### Task details
Scan the records for "actions". Show the matching lines.

---------- The input

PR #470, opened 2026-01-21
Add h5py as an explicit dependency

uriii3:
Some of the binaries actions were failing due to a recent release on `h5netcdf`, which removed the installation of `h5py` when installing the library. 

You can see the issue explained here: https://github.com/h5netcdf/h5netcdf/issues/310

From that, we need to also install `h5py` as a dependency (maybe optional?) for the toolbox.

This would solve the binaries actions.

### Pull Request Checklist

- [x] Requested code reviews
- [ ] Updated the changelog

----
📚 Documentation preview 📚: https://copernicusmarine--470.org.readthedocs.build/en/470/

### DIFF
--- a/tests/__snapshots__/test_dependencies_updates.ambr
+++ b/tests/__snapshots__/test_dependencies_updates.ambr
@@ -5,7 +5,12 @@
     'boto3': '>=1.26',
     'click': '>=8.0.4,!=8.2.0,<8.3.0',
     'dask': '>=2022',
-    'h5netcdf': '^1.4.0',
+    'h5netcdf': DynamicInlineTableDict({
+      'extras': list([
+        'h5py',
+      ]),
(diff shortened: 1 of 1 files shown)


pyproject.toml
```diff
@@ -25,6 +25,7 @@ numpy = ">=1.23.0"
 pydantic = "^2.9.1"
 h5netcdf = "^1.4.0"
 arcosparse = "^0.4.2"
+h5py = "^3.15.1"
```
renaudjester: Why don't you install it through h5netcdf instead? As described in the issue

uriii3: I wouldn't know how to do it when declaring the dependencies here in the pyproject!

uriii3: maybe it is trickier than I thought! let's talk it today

--------------------

### Your solution
Some of the binaries actions were failing due to a recent release on `h5netcdf`, which removed the installation of `h5py` when installing the library. 
This would solve the binaries actions.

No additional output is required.